復旧が進むにつれ、求人数は徐々に増え、職種も建設業中心からサービス業や営業職などへと広がっている。職場の回復ぶりがうかがえる。
神戸職安の前では連日のように、保険会社や警備会社の社員が、職安を訪れる人たちに、声をかけている。「求人票を出してもなかなか応募がない。外見で感じのいい人に声をかけていくが、あまり話に乗ってこない」。ある保険会社の社員は、肩透かしを受けたような口調だった。
だが、「求人」の中身はどうだろうか。
「全体に給料が安いですわ」。連休中の五月二日、同職安で会った中田啓二さん(34)=仮名=は嘆いた。
四月いっぱいで書籍販売の会社を辞めた。
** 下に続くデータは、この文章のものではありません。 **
PR #4610, opened 2026-08-11
feat(components/i18n)!: make getString/getStrings update on locale changes

johnhwhite:
Breaking change: getString/getStrings observables no longer complete

What changed: SkyAppResourcesService getString()/getStrings() and SkyLibResourcesService getString()/getStrings() now use combineLatest instead of forkJoin internally, so they emit a new value whenever the active locale changes instead of emitting once and completing.

Impact on your code:
- Async pipe / ongoing subscriptions: benefit automatically — resource strings now update live when the locale changes, no action needed.
- firstValueFrom() / take(1) / .pipe(first()): still work correctly (they only care about the first value), but be aware the underlying observable itself never completes on its own now.
- Code that relies on completion — e.g. forkJoin([resourcesService.getString(...), other$]), toPromise() (deprecated but if still used, it will now hang forever waiting for completion), or manual subscribe({ complete: () => ... }) handlers — will break or hang, since the observable no longer completes. Replace those usages with take(1) or firstValueFrom if you only need a single value.
- Memory/subscription leaks: since the observable stays open, any manual .subscribe() without an async pipe or explicit takeUntilDestroyed()/unsubscribe() will now leak, whereas previously it self-cleaned on completion.

[AB#4082284](https://dev.azure.com/blackbaud/f565481a-7bc9-4083-95d5-4f953da6d499/_workitems/edit/4082284)

## Summary by CodeRabbit

* **New Features**
  * Added compatibility services for existing internationalization integrations.
  * Added migration support for applications using updated internationalization services.
  * Improved fallback selection for language variants and English (US).

* **Bug Fixes**
  * Localized messages and resource dictionaries now refresh when the selected locale changes.
  * Empty resource requests return immediately with an empty result.
  * Improved localized modal, text expansion, and alert updates.
  * Prevented duplicate confirmation prompts during locale changes.


blackbaud-sky-build-user:
[Storybook preview](https://blackbaud.github.io/skyux-pr-preview/4610/storybook/)

Component Storybooks:

- [a11y-storybook](https://blackbaud.github.io/skyux-pr-preview/4610/storybooks/a11y-storybook/)
- [action-bars-storybook](https://blackbaud.github.io/skyux-pr-preview/4610/storybooks/action-bars-storybook/)
- [ag-grid-storybook](https://blackbaud.github.io/skyux-pr-preview/4610/storybooks/ag-grid-storybook/)
- [angular-tree-component-storybook](https://blackbaud.github.io/skyux-pr-preview/4610/storybooks/angular-tree-component-storybook/)
- [avatar-storybook](https://blackbaud.github.io/skyux-pr-preview/4610/storybooks/avatar-storybook/)
- [charts-storybook](https://blackbaud.github.io/skyux-pr-preview/4610/storybooks/charts-storybook/)
- [colorpicker-storybook](https://blackbaud.github.io/skyux-pr-preview/4610/storybooks/colorpicker-storybook/)
- [core-storybook](https://blackbaud.github.io/skyux-pr-preview/4610/storybooks/core-storybook/)
- [data-grid-storybook](https://blackbaud.github.io/skyux-pr-preview/4610/storybooks/data-grid-storybook/)
- [data-manager-storybook](https://blackbaud.github.io/skyux-pr-preview/4610/storybooks/data-manager-storybook/)
- [datetime-storybook](https://blackbaud.github.io/skyux-pr-preview/4610/storybooks/datetime-storybook/)
- [errors-storybook](https://blackbaud.github.io/skyux-pr-preview/4610/storybooks/errors-storybook/)
- [filter-bar-storybook](https://blackbaud.github.io/skyux-pr-preview/4610/storybooks/filter-bar-storybook/)
- [flyout-storybook](https://blackbaud.github.io/skyux-pr-preview/4610/storybooks/flyout-storybook/)
- [forms-storybook](https://blackbaud.github.io/skyux-pr-preview/4610/storybooks/forms-storybook/)
- [help-inline-storybook](https://blackbaud.github.io/skyux-pr-preview/4610/storybooks/help-inline-storybook/)
- [icon-storybook](https://blackbaud.github.io/skyux-pr-preview/4610/storybooks/icon-storybook/)
- [indicators-storybook](https://blackbaud.github.io/skyux-pr-preview/4610/storybooks/indicators-storybook/)
- [inline-form-storybook](https://blackbaud.github.io/skyux-pr-preview/4610/storybooks/inline-form-storybook/)
- [layout-storybook](https://blackbaud.github.io/skyux-pr-preview/4610/storybooks/layout-storybook/)
- [lists-storybook](https://blackbaud.github.io/skyux-pr-preview/4610/storybooks/lists-storybook/)
- [lookup-storybook](https://blackbaud.github.io/skyux-pr-preview/4610/storybooks/lookup-storybook/)
- [modals-storybook](https://blackbaud.github.io/skyux-pr-preview/4610/storybooks/modals-storybook/)
- [navbar-storybook](https://blackbaud.github.io/skyux-pr-preview/4610/storybooks/navbar-storybook/)
- [pages-storybook](https://blackbaud.github.io/skyux-pr-preview/4610/storybooks/pages-storybook/)
- [phone-field-storybook](https://blackbaud.github.io/skyux-pr-preview/4610/storybooks/phone-field-storybook/)
- [popovers-storybook](https://blackbaud.github.io/skyux-pr-preview/4610/storybooks/popovers-storybook/)
- [progress-indicator-storybook](https://blackbaud.github.io/skyux-pr-preview/4610/storybooks/progress-indicator-storybook/)
- [split-view-storybook](https://blackbaud.github.io/skyux-pr-preview/4610/storybooks/split-view-storybook/)
- [storybook](https://blackbaud.github.io/skyux-pr-preview/4610/storybooks/storybook/)
- [tabs-storybook](https://blackbaud.github.io/skyux-pr-preview/4610/storybooks/tabs-storybook/)
- [text-editor-storybook](https://blackbaud.github.io/skyux-pr-preview/4610/storybooks/text-editor-storybook/)
- [theme-storybook](https://blackbaud.github.io/skyux-pr-preview/4610/storybooks/theme-storybook/)
- [tiles-storybook](https://blackbaud.github.io/skyux-pr-preview/4610/storybooks/tiles-storybook/)
- [toast-storybook](https://blackbaud.github.io/skyux-pr-preview/4610/storybooks/toast-storybook/)

Apps:

- [code-examples-playground](https://blackbaud.github.io/skyux-pr-preview/4610/code-examples-playground/)
- [integration](https://blackbaud.github.io/skyux-pr-preview/4610/integration/)
- [playground](https://blackbaud.github.io/skyux-pr-preview/4610/playground/)

libs/components/packages/src/schematics/migrations/update-15/legacy-i18n-services/legacy-i18n-services.schematic.ts
```diff
@@ -0,0 +1,71 @@
...
+
+      const recorder = tree.beginUpdate(filePath);
+
+      swapImportedClass(recorder, filePath, parseSourceFile(tree, filePath), [
+        {
+          classNames: CLASS_NAMES,
+          moduleName: MODULE_NAME,
+          filter: (node): boolean => !isStaticAddResourcesReference(node),
+        },
+      ]);
```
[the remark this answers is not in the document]
johnhwhite: @coderabbitai libs/components/packages/src/schematics/utility/typescript/swap-imported-class.ts has been updated to address this issue.

libs/components/layout/src/lib/modules/text-expand/text-expand.component.ts
```diff
@@ -208,25 +212,33 @@ export class SkyTextExpandComponent implements AfterContentInit {
   }
 
   public ngAfterContentInit(): void {
-    observableForkJoin([
+    combineLatest([
```
Blackbaud-SteveBrush, line 215: Good, here. The repeater item component still uses `observableForkJoin`.

libs/components/i18n/src/lib/modules/i18n/resources.service.ts
```diff
@@ -107,7 +107,7 @@ export class SkyAppResourcesService {
       }
     }
 
-    return forkJoin(resources$) as Observable<{ [K in keyof T]: string }>;
+    return combineLatest(resources$) as Observable<{ [K in keyof T]: string }>;
```
Blackbaud-SteveBrush: On line ~94, `getStrings` is calling `getString` for every key; each key opens its own locale subscription and one locale change produces any number of emits with partial dictionaries. What you're doing in libraries seems to work, but we might need to migrate the same single-subscription rewrite, here, too.

libs/components/i18n/src/lib/modules/i18n/get-string-for-locale.ts
```diff
@@ -9,22 +9,22 @@ export function getStringForLocale(
...
-  }
+  const normalizeLocale = (locale: string): string =>
+    locale.toUpperCase().replace('_', '-');
 
-  // Attempt to locate default resources.
-  values = getResourcesForLocale(defaultLocale);
+  const localeFallback = [
+    ...new Set([
+      normalizeLocale(preferredLocale),
+      normalizeLocale(preferredLocale.substring(0, 2)),
```
Blackbaud-SteveBrush: Adding support for optional country codes is a separate feature and introduces new behavior. It's also untested in this branch; can we drop it from this PR and create a new one so the behavior change makes it into the changelog and has appropriate tests?

libs/components/i18n/src/lib/modules/i18n/lib-resources.service.spec.ts
```diff
@@ -302,5 +331,63 @@ describe('Library resources service', () => {
         done();
       });
     });
+
+    it('re-emits when locale changes for getString', (done) => {
```
Blackbaud-SteveBrush, line 335: Can we add a test showing that the `getString` method never completes automatically? Would demonstrate one of the new behaviors of the service method.

libs/components/indicators/src/lib/modules/alert/alert.component.ts
```diff
@@ -29,7 +29,6 @@ const ALERT_TYPE_DEFAULT = 'warning';
   ],
   templateUrl: './alert.component.html',
   hostDirectives: [SkyThemeComponentClassDirective],
-  changeDetection: ChangeDetectionStrategy.Eager,
```
Blackbaud-SteveBrush, line 32: `ChangeDetectionStrategy.Eager` was removed from alert, label, and text-expand. Is dropping it required for the long-lived subscriptions to render correctly? If so, let's update the reason in the breaking changes description so our consumers will know how to address any issues that come up when migrating.

libs/components/i18n/src/lib/modules/i18n/resources-legacy.service.ts
```diff
@@ -0,0 +1,98 @@
...
+  /* eslint-disable @angular-eslint/prefer-inject -- constructor injection is required to maintain the public API for consumers who may instantiate this service directly (e.g. `new SkyAppResourcesService(...)`) */
+  constructor(
+    http: HttpClient,
+    @Optional()
+    @Inject(forwardRef(() => SkyAppAssetsService))
+    assets: SkyAppAssetsService,
+    @Optional() localeProvider: SkyAppLocaleProvider,
+    @Optional() resourceNameProvider: SkyAppResourceNameProvider,
+  ) {
+    this.#resourcesService = new SkyAppResourcesService(
```
Blackbaud-SteveBrush: Because we're introducing a new service with reactive functionality, I don't think we can do the same thing we did with the modal legacy services (legacy extends the logic of the new). By extending the logic of the new service, there's a high risk that changes will negatively affect existing legacy consumers. There are a few in this PR:

- `getStrings({})`: the empty-dictionary guard is still in the reactive service, so it emits `{}`. The old `forkJoin({})` completed _without_ emitting. `take(1)` doesn't undo that. Neither legacy spec covers the empty case.
- `take(1)` emits the first combination; `forkJoin` emitted the last value of each source. These differ whenever a locale provider or `SkyAppResourceNameProvider` emits more than once before completing. 

The biggest risk is that every future edit to `SkyLibResourcesService` becomes a potential silent edit to `SkyLibResourcesLegacyService` (and the app equivalents), and nothing in the type system or the test suite will tell us.

I think our best bet is to keep the legacy services's logic as-is (just throw "Legacy" on the service name and add some `@deprecated` comments) so that we're free to modify the new services as we see fit, without risk to legacy consumers.

libs/components/layout/src/lib/modules/text-expand/text-expand.component.ts
johnhwhite: Updated the repeater item component.

libs/components/i18n/src/lib/modules/i18n/resources.service.ts
johnhwhite: Updated to work similarly to libraries.

libs/components/i18n/src/lib/modules/i18n/get-string-for-locale.ts
johnhwhite: Split out to AB#4092222

libs/components/indicators/src/lib/modules/alert/alert.component.ts
johnhwhite: In updating the resource calls, I also added the change detection necessary to remove `ChangeDetectionStrategy.Eager`, but I've put that back so we can confirm it separately.

libs/components/i18n/src/lib/modules/i18n/resources-legacy.service.ts
johnhwhite: The legacy services are now copies of the old implementations and not tied to the new ones.

libs/components/i18n/src/lib/modules/i18n/lib-resources.service.spec.ts
johnhwhite: The `should re-emit when locale changes` test demonstrates that, right?

libs/components/i18n/src/lib/modules/i18n/lib-resources-legacy.service.ts
```diff
@@ -0,0 +1,167 @@
...
+    this.#providers = providers;
+    this.#resourceNameProvider = resourceNameProvider;
+  }
+
+  /**
+   * Adds locale resources to be used by library components.
+   *
+   * @deprecated This method is deprecated. Use `SkyLibResourcesService.addResources()` instead.
+   */
+  public static addResources(
```
Blackbaud-SteveBrush, line 59: It's good that we're duplicating the retrieval logic for the resources, but we can't have duplicate static resources for both the legacy and new services. We only call `SkyLibResourcesService.addResources(RESOURCES)` with the new service, so if a consumer imports `SkyLibResourcesLegacyService.getString()` it'll return the key, not the resolved value.

Potential fix: the legacy service's `addResources` and `getLibStringForLocale` methods should target the `SkyLibResourcesService`'s static store; we can then remove the legacy store altogether.

libs/components/i18n/src/lib/modules/i18n/resources.service.ts
```diff
@@ -66,10 +67,13 @@ export class SkyAppResourcesService {
...
-  public getString(name: string, ...args: any[]): Observable<string> {
-    const localeObs: Observable<SkyAppLocaleInfo> =
-      this.#localeProvider.getLocaleInfo();
-    return this.#getStringForLocaleInfoObservable(localeObs, name, ...args);
+  public getString(name: string, ...args: unknown[]): Observable<string> {
+    return this.#localeProvider.getLocaleInfo().pipe(
+      switchMap((localeInfo) =>
+        this.getStringForLocale(localeInfo, name, ...args),
+      ),
+      catchError(() => observableOf(name)),
```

「人員整理で職場がぎすぎすした」のが理由だった。足を運ぶのは三度目。妻と子供二人抱えて、最低月に三十万円は欲しいと思う。しかし、三十代半ばでは、月給二十万円台が中心だ。
中、高齢者の受け止め方はもっと厳しかった。
「若い者はえり好みせんかったらなんぼでもある。私らぐらいになるとさっぱり」と、六十一歳の元旋盤工。冷凍工場に勤務していた五十九歳の男性は「求人票を見ると、給与より年齢を見る。どんな仕事でもするんだが」と話した。
どの求人も年齢制限がある。五十歳を超えると極端に少なくなる。職種も限られる。求人票から、そんな実態が読み取れる。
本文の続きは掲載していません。